Important consideration: If a server restarts with a different protocol version mid-session, the client will not detect this change on an existing connection because validation has already completed. To handle this scenario:

- For WebSocket: The connection will typically be closed when the server restarts, triggering reconnection and fresh validation
- For HTTP: Create a new transport instance to reset validation state

$3

Configure version mismatch behavior when creating a transport:

`typescript
const transport = new WebSocketTransport({
endpoint: 'wss://duck.do/v1/db',
versionMismatchBehavior: 'warn' // 'error' | 'warn' | 'ignore'
});
`

| Behavior | Description |
|----------|-------------|
| 'error' | Throw ProtocolVersionError on mismatch (fail fast) |
| 'warn' | Log a warning and continue (default) |
| 'ignore' | Silently continue without any notification |

Transports

The SDK includes two transport implementations for advanced use cases.

$3

Connection pooling is not needed with this SDK. The transport architecture is designed to efficiently manage connections without requiring a pool:

- WebSocket Transport (default): Maintains a single persistent bidirectional connection that is multiplexed for all queries. Multiple concurrent queries share the same WebSocket connection with request/response correlation via unique message IDs. The connection includes automatic reconnection with exponential backoff, heartbeat/ping-pong for connection health monitoring, and proper cleanup on disconnect.

- HTTP Transport (fallback): Each request is an independent, stateless HTTP call. There is no persistent connection to pool - each query creates a new HTTP request that completes independently. This is the standard HTTP request/response model where connection management is handled by the underlying HTTP client (which typically uses HTTP/2 connection reuse or HTTP/1.1 keep-alive automatically).

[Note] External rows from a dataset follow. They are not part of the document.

PR #595, opened 2026-06-06
Optimize Gaussian density matrix calculation

### LINKED ISSUE #523: Improve performance of `GaussianState.density_matrix`

automatedsoftwaresystemsllc-eng:
Closes #523.

This replaces independent density-matrix hafnian evaluation with the modified-Hermite recurrence used for the Fock-space amplitudes, while retaining the existing single-element hafnian path for direct probability calls.

The density matrix still fills the lower triangle by Hermitian symmetry.

Verification run:

`python -m pytest tests\_simulators\gaussian\test_probabilities.py tests\_simulators\test_simulator_equivalence.py -q -k "density_matrix or recurrence"`

Result: 5 passed, 198 deselected.

### DIFF
--- a/tests/_simulators/gaussian/test_probabilities.py
+++ b/tests/_simulators/gaussian/test_probabilities.py
@@ -1,0 +1,124 @@
+#
+# Copyright 2021-2026 Budapest Quantum Computing Group
+#
+# Licensed under the Apache License, Version 2.0 (the "License");
+# you may not use this file except in compliance with the License.
+# You may obtain a copy of the License at
+#
+#     http://www.apache.org/licenses/LICENSE-2.0
+#
+# Unless required by applicable law or agreed to in writing, software
+# distributed under the License is distributed on an "AS IS" BASIS,
+# WITHOUT WARRANTIES OR CONDITIONS OF ANY KIND, either express or implied.
+# See the License for the specific language governing permissions and
+# limitations under the License.
+
+import numpy as np
+
+import piquasso as pq
+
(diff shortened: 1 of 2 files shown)


tests/_simulators/gaussian/test_probabilities.py
```diff
@@ -0,0 +1,124 @@
...
+# distributed under the License is distributed on an "AS IS" BASIS,
+# WITHOUT WARRANTIES OR CONDITIONS OF ANY KIND, either express or implied.
+# See the License for the specific language governing permissions and
+# limitations under the License.
+
+import numpy as np
+
+import piquasso as pq
+
+from piquasso._simulators.gaussian.probabilities import DensityMatrixCalculation
```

Why traditional connection pooling doesn't apply:

1. WebSocket is inherently multiplexed: Unlike traditional database drivers that need a pool of connections to handle concurrent queries, WebSocket allows many concurrent requests over a single connection. The SDK tracks pending requests with unique IDs and routes responses appropriately.

2. HTTP is stateless by design: HTTP transport makes independent requests without maintaining connection state. Modern HTTP clients already optimize connection reuse at the transport layer (TCP keep-alive, HTTP/2 multiplexing).

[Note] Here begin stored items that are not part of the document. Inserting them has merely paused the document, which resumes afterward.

PR #598, opened 2026-06-09
perf(gaussian): compute density_matrix via Hermite recurrence

### LINKED ISSUE #523: Improve performance of `GaussianState.density_matrix`

JaipreethTiruvaipati:
Closes #523.

At the moment `GaussianState.density_matrix` works out every matrix element with its own loop hafnian, so it's basically N² independent hafnians and it gets slow quickly as the cutoff goes up. This PR swaps that for the modified Hermite recurrence from Section III of [arXiv:2209.06069](https://arxiv.org/abs/2209.06069) (Eq. 45) - the one the issue pointed at - which fills the whole matrix in a single sweep and shares all the work.

What made this clean is that the `_A`, `_gamma` and `_normalization` already in `probabilities.py` are exactly the paper's `(A, b, c)` triple, so the recurrence just slots in. I went with the renormalized form (Eq. 51) so the `√(n!m!)` factors get absorbed into the recurrence itself - that keeps it numerically stable and means the output is the density matrix directly, no post-scaling.

How it's wired up:
- The recurrence lives in a numba primitive, `piquasso/_math/hermite.py`.
- It's exposed through `NumpyConnector.density_matrix_from_representation`, using the same base-hook + numba-override pattern as `calculate_interferometer_on_fock_space`. Any connector that doesn't implement it just inherits a `None` default and keeps using the old per-element path, so nothing changes for them.
- Displaced and non-displaced states go through the same code path now.

The results come out identical to the old path down to machine precision (that's the Eq. 49 equivalence between the loop hafnian and the Hermite polynomial), just a lot faster:

| d | cutoff | N | old | new | speedup |
|---|--------|---|-----|-----|---------|
| 2 | 8  | 36  | 0.129s | 0.0005s | ~266x |
| 2 | 10 | 55  | 0.348s | 0.0009s | ~407x |
| 3 | 8  | 120 | 1.976s | 0.0051s | ~390x |

For tests I added `tests/_simulators/gaussian/test_density_matrix.py`, which checks the recurrence against the old per-element hafnian across d=1,2,3, displaced and not, a few cutoffs, plus a lossy/mixed state, Hermiticity, the diagonal lining up with `fock_probabilities`, and the fallback path. The full gaussian suite still passes.

One thing worth calling out: I added `hermite.py` to the ignore list in `.codecov.yml`. coverage.py can't see inside numba-jitted code, which is why `fock.py`, `indices.py`, `hafnian/*` and friends are already ignored - this is the same situation.

Note: I used Claude to help with parts of the implementation, but I worked through the math (Section III of the paper), reviewed the code, and tested it thoroughly against the existing per-element path - happy to walk through any part or adjust anything on review.

### DIFF
--- a/CHANGELOG.md
+++ b/CHANGELOG.md
@@ -1,6 +1,17 @@
 # Changelog
 
 
+## [Unreleased]
+
+### Changed
+
+- `GaussianState.density_matrix` is now computed with the modified multidimensional
+  Hermite recurrence (Section III. of [arXiv:2209.06069](https://arxiv.org/abs/2209.06069))
+  instead of an independent (loop) hafnian per matrix element, sharing the work
+  across the whole truncated Fock space. This yields a ~100-400x speedup on the
+  NumPy connector for typical mode counts and cutoffs, with no change in results.
+
+
 ## [7.2.1] - 2026-03-21
 
 ### Fixed
--- a/piquasso/_math/hermite.py
+++ b/piquasso/_math/hermite.py
@@ -1,0 +1,156 @@
+#
+# Copyright 2021-2026 Budapest Quantum Computing Group
+#
+# Licensed under the Apache License, Version 2.0 (the "License");
+# you may not use this file except in compliance with the License.
+# You may obtain a copy of the License at
+#
+#     http://www.apache.org/licenses/LICENSE-2.0
+#
+# Unless required by applicable law or agreed to in writing, software
+# distributed under the License is distributed on an "AS IS" BASIS,
+# WITHOUT WARRANTIES OR CONDITIONS OF ANY KIND, either express or implied.
+# See the License for the specific language governing permissions and
+# limitations under the License.
+
+r"""
+Multidimensional Hermite recurrence for Gaussian Fock-space amplitudes.
+
+The Fock-space representation of a Gaussian object (pure state, mixed state,
+unitary or channel) is characterized by a triple :math:`(A, b, c)`, where
+:math:`A` is a complex symmetric matrix, :math:`b` a complex vector and
+:math:`c` a complex scalar, see Section III. of
+https://arxiv.org/abs/2209.06069.
+
+The (renormalized) amplitudes :math:`\bar{G}^A_\mathbf{k}(b)` satisfy the
+order-2 linear recurrence relation (Eq. (45) therein)
+
+.. math::
+    \bar{G}_{\mathbf{k} + 1_i} = \frac{1}{\sqrt{k_i + 1}} \left (
+        b_i \bar{G}_\mathbf{k}
+        + \sum_j \sqrt{k_j} A_{ij} \bar{G}_{\mathbf{k} - 1_j}
+    \right ),
+    \qquad \bar{G}_\mathbf{0} = c,
+
+which generates *all* amplitudes in a single shared sweep instead of evaluating
+each Fock-space matrix element with an independent (loop) hafnian.
+
+For a mixed state on :math:`d` modes the multi-index :math:`\mathbf{k}` is
+:math:`2d`-dimensional and splits as ``ket`` :math:`\oplus` ``bra``, so the
+density matrix element :math:`\langle \mathrm{bra} | \rho | \mathrm{ket} \rangle`
+is exactly :math:`\bar{G}^A_{\mathrm{ket} \oplus \mathrm{bra}}(b)`.
+"""
+
+import numpy as np
+import numba as nb
+
+from piquasso._math.indices import get_index_in_fock_space
+
+
+@nb.njit(cache=True)
+def density_matrix_from_a_b_c(
+    A: np.ndarray,
+    b: np.ndarray,
+    c: complex,
+    basis: np.ndarray,
+) -> np.ndarray:
+    r"""Builds a Gaussian density matrix from its :math:`(A, b, c)` triple.
+
+    The element at position ``(i, j)`` equals
+    :math:`\langle \mathrm{basis}[i] | \rho | \mathrm{basis}[j] \rangle`, matching
+    ``DensityMatrixCalculation.get_density_matrix_element`` with ``bra = basis[i]``,
+    ``ket = basis[j]`` (i.e. ``reduce_on = ket ⊕ bra``).
+
+    Args:
+        A (numpy.ndarray): The :math:`2d \times 2d` complex symmetric matrix.
+        b (numpy.ndarray): The :math:`2d` complex vector (zeros for a
+            non-displaced state).
+        c (complex): The vacuum amplitude :math:`\langle 0 | \rho | 0 \rangle`.
+        basis (numpy.ndarray):
+            The occupation-number basis of the truncated Fock space, ordered by
+            increasing total particle number (as produced by
+            :func:`~piquasso._math.fock.get_fock_space_basis`).
+
+    Returns:
+        numpy.ndarray: The density matrix in the truncated Fock space.
+    """
+
+    d = A.shape[0] // 2
+    cardinality = basis.shape[0]
+
+    density_matrix = np.zeros(shape=(cardinality, cardinality), dtype=np.complex128)
+    density_matrix[0, 0] = c
+
+    for row in range(cardinality):
+        bra = basis[row]
+        for col in range(cardinality):
+            if row == 0 and col == 0:
+                continue
+
+            ket = basis[col]
+
+            if col > 0:
+                # The combined index has a nonzero `ket` block: raise there.
+                pivot = 0
+                for index in range(d):
+                    if ket[index] > 0:
+                        pivot = index
+                        break
+
+                ket_lowered = ket.copy()
+                ket_lowered[pivot] -= 1
+                col_lowered = get_index_in_fock_space(ket_lowered)
+
+                value = b[pivot] * density_matrix[row, col_lowered]
+
+                for index in range(d):
+                    if ket_lowered[index] > 0:
+                        ket_lowered2 = ket_lowered.copy()
+                        ket_lowered2[index] -= 1
+                        value += (
+                            np.sqrt(ket_lowered[index])
+                            * A[pivot, index]
+                            * density_matrix[row, get_index_in_fock_space(ket_lowered2)]
+                        )
+
+                for index in range(d):
+                    if bra[index] > 0:
+                        bra_lowered = bra.copy()
+                        bra_lowered[index] -= 1
+                        value += (
+                            np.sqrt(bra[index])
+                            * A[pivot, d + index]
+                            * density_matrix[
+                                get_index_in_fock_space(bra_lowered), col_lowered
+                            ]
+                        )
+
+                density_matrix[row, col] = value / np.sqrt(ket[pivot])
+            else:
+                # `ket` block is zero (col == 0): raise in the `bra` block. The
+                # `ket`-block sum in the recurrence vanishes identically.
+                pivot = 0
+                for index in range(d):
+                    if bra[index] > 0:
+                        pivot = index
+                        break
+
+                bra_lowered = bra.copy()
+                bra_lowered[pivot] -= 1
+                row_lowered = get_index_in_fock_space(bra_lowered)
+
+                value = b[d + pivot] * density_matrix[row_lowered, col]
+
+                for index in range(d):
+                    if bra_lowered[index] > 0:
+                        bra_lowered2 = bra_lowered.copy()
+                        bra_lowered2[index] -= 1
+                        value += (
+                            np.sqrt(bra_lowered[index])
+                            * A[d + pivot, d + index]
+                            * density_matrix[get_index_in_fock_space(bra_lowered2), col]
+                        )
+
+                density_matrix[row, col] = value / np.sqrt(bra[pivot])
+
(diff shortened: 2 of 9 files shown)


CHANGELOG.md
```diff
@@ -1,6 +1,17 @@
 # Changelog
 
 
+## [Unreleased]
```
Kolarovszki, line 4: This is a very good idea!

piquasso/_math/hermite.py
```diff
@@ -0,0 +1,156 @@
...
+        numpy.ndarray: The density matrix in the truncated Fock space.
+    """
+
+    d = A.shape[0] // 2
+    cardinality = basis.shape[0]
+
+    density_matrix = np.zeros(shape=(cardinality, cardinality), dtype=np.complex128)
+    density_matrix[0, 0] = c
+
+    for row in range(cardinality):
```
Kolarovszki, line 170: The code looks good, I need to clarify a few things for myself first. Until that, do you think it is possible to refactor it so that the code is less complex? I think it is 5 deep at this point. Can you perhaps reduce it to 2-3 by extracting some functions?

piquasso/_simulators/gaussian/probabilities.py
```diff
@@ -46,6 +48,13 @@ def get_density_matrix_element(self, bra: np.ndarray, ket: np.ndarray) -> float:
         )
 
     def get_density_matrix(self, occupation_numbers: np.ndarray) -> np.ndarray:
+        density_matrix = self.connector.density_matrix_from_representation(
+            self._A, self._b, self._normalization, occupation_numbers
+        )
+
+        if density_matrix is not None:
```
Kolarovszki: But then perhaps it would be nicer to have the original implementation put into `_BuiltinConnector` I suppose. I don't think it is difficult as `hafnian` and `loop_hafnian` are already available in a connector class. Then the fallback implementation would perhaps be differentiable immediately.

I'm not attached to `DensityMatrixCalculation` or its subclasses at all.

piquasso/api/connector.py
```diff
@@ -274,6 +274,27 @@ def calculate_interferometer_on_fock_space(self, interferometer, helper_indices)
...
+            b: The :math:`2d` complex vector (zeros for a non-displaced state).
+            c: The vacuum amplitude :math:`\\langle 0 | \\rho | 0 \\rangle`.
+            basis: The occupation-number basis of the truncated Fock space.
+
+        Returns:
+            The density matrix, or ``None`` when the connector provides no
+            accelerated implementation (the caller then falls back to the
+            generic per-element hafnian evaluation).
+        """
+        return None
```
Kolarovszki: I don't think this is a good practice. At this level, it is very unclear what `None` does, it only gets a meaning in `GaussianSimulator`. I would make this an abstract method, and have the fallback implementation in `_BuiltinSimulator` probably.

tests/_simulators/gaussian/test_density_matrix.py
```diff
@@ -0,0 +1,144 @@
...
+import numpy as np
+
+import piquasso as pq
+
+from piquasso._math.fock import get_fock_space_basis
+
+
+def _reference_density_matrix(state):
+    """The original per-element (loop) hafnian evaluation, used as a reference."""
+    calculation = state._get_density_matrix_calculation()
```
Kolarovszki: Oh, I wouldn't use this private method. Can you please not rely on private stuff?

tests/_simulators/gaussian/test_density_matrix.py
```diff
@@ -0,0 +1,144 @@
...
+        pq.Q(0) | pq.Attenuator(theta=0.3)
+
+    state = _execute(program, d, cutoff=7)
+
+    density_matrix = state.density_matrix
+
+    assert np.allclose(density_matrix, _reference_density_matrix(state))
+
+
+def test_connector_without_accelerated_path_returns_none():
```
Kolarovszki: I don't think that direct testing of connector methods are needed, and I would test the density matrix through `GaussianSimulator` instead. Users are not encouraged to use connector methods, and it is not considered an API breaking when these are refactored.

Kolarovszki (changes requested):
Overall, I like this patch! I am very happy that you have worked through the math.

CHANGELOG.md
JaipreethTiruvaipati: thanks...

piquasso/_math/hermite.py
JaipreethTiruvaipati: Good call. I pulled the recurrence apart into three helpers - _first_nonzero_mode, _entry_raising_ket and _entry_raising_bra. The main loop is now just for row / for col / if, and each helper is for / if, so nothing goes deeper than 3. Behaviour is unchanged (still the Eq. 45 recurrence), it just reads a lot better now.

piquasso/_simulators/gaussian/probabilities.py
JaipreethTiruvaipati: Done - moved the generic implementation into BuiltinConnector. get_density_matrix is now just a one-liner that delegates to the connector. The fallback uses loop_hafnian uniformly (with b = 0 it's exactly the plain hafnian), so it ends up differentiable wherever loop_hafnian is, like you suggested. I left DensityMatrixCalculation in place for now since it still builds the (A, b, c) triple and serves fock_probabilities, but happy to take it apart further if you'd prefer.

piquasso/api/connector.py
JaipreethTiruvaipati: Agreed, the None was confusing. It's an @abc.abstractmethod now, with the actual fallback living in BuiltinConnector (I read _BuiltinSimulator as BuiltinConnector, since hafnian/loop_hafnian are on the connector). NumpyConnector overrides it with the fast Hermite version, same pattern as calculate_interferometer_on_fock_space.

tests/_simulators/gaussian/test_density_matrix.py
JaipreethTiruvaipati: Fixed - dropped the private method entirely. Correctness is now pinned by comparing the NumPy (Hermite recurrence) and JAX (per-element fallback) density matrices through GaussianSimulator, plus an analytic thermal-state check. No internals touched.

tests/_simulators/gaussian/test_density_matrix.py
JaipreethTiruvaipati: Makes sense, removed it. Everything goes through GaussianSimulator now.

JaipreethTiruvaipati:
One extra thing worth flagging: to actually run the BuiltinConnector fallback on JAX (and get the "differentiable immediately" part), I had to fix a small crash in the JAX loop_hafnian - it was doing A[0, 0] = 1.0 on an immutable JAX array, now A.at[0, 0].set(1.0). Without it the fallback can't run on a non-NumPy connector at all, so it's also what lets the cross-connector test cover it. One known gap: single-mode squeezed vacuum still hits a separate numerical issue in the JAX eig-based placeholder, so I left that one case out of the cross-connector test. Glad to split the JAX fix into its own PR if you'd rather keep this one focused.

3. Server-side connection management: The DuckDB Durable Object on the server manages its own database connection. Client-side pooling would have no effect on server-side resource usage.

For high-concurrency scenarios:

`typescript
// Single client handles multiple concurrent queries efficiently
const client = new DuckDB({ endpoint: 'wss://duck.do/v1/db', token: 'token' });
await client.connect();

// All these queries share the same WebSocket connection
const results = await Promise.all([
client.query('SELECT * FROM users'),
client.query('SELECT * FROM orders'),
client.query('SELECT * FROM products'),
]);
`

$3

Default transport with full streaming support and automatic reconnection.

`typescript
import { WebSocketTransport } from 'duck.do';

const transport = new WebSocketTransport({
endpoint: 'wss://duck.do/v1/db',
token: 'your-api-token',
connectTimeout: 10000,
requestTimeout: 30000,
autoReconnect: true,
maxReconnectAttempts: 5,
reconnectBackoff: 1000,
debug: false
});
`

$3

Fallback transport for environments without WebSocket support. Does not support true streaming (results are returned in a single chunk).

`typescript
import { HttpTransport } from 'duck.do';

const transport = new HttpTransport({
endpoint: 'https://duck.do/v1/db',
token: 'your-api-token',
connectTimeout: 10000,
requestTimeout: 30000,
debug: false
});
`

$3

High-performance RPC transport using Cloudflare's capnweb library. Provides promise pipelining for efficient batched operations. Requires explicit instantiation - it is not automatically selected by the client.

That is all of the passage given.